### HOW TO COMPLETE THIS TASK
The answer should be each line of the records that contains the word "opened"; please copy them all.
RECORDS FOR THIS TASK Start Marker
PR #1026, opened 2022-04-01
backport waitress version pins to Zope 4

dataflake:
This PR backports new Python version-dependent waitress version pins to the 4.x branch.

I have not ported the requirements file generator script as that's completely incompatible with Python 2 now and I have removed its invocation in `buildout.cfg`. I am inclined to remove that script on this branch and manually maintain the requirements files instead, that seems less work than porting the convenience script.


icemac (approved):
LGTM.

PR #1028, opened 2022-04-13
Drop convenience scripts from buildout configuration

### LINKED ISSUE #1019: Remove zest.releaser and other scripts from buildout.cfg
It does not seem to be used and its dependencies bloat `versions.cfg`.

Tasks:

- [x] remove not really necessary dependencies from the `[scripts]` section in `buildout.cfg`
- [x] remove the version pins of the removed dependencies and their dependencies from `versions.cfg` (Hint: remove all pins in `versions.cfg`, rerun buildout with `allow-picked-versions=true` and `show-picked-versions=true` + add the listed pinnings back to `versions.cfg`.)
- [x] Look over the documentation under `docs` and add or change places that mention these convenience tools, users should be instructed to install them manually into their virtual environment.

dataflake:
Fixes #1019 

This cuts down on a lot of version pins that make our life hard.


d-maurer (approved):

mauritsvanrees (approved):
LGTM.

The only doubt I have is for `wheel`, which I always add to `requirements.txt` in my projects so I am sure that buildout can install from wheels. But I have never used the `bin/wheel` script itself. So should be fine.

dataflake:
> The only doubt I have is for `wheel`, which I always add to `requirements.txt` in my projects so I am sure that buildout can install from wheels. But I have never used the `bin/wheel` script itself. So should be fine.

I believe the only reason `wheel` was explicitly installed was the ability for maintainers to create the release wheel, it's not about having the script around. That's why I added the documentation update.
RECORDS FOR THIS TASK End Marker
### SOLUTION FOR THIS TASK
PR #1026, opened 2022-04-01
PR #1028, opened 2022-04-13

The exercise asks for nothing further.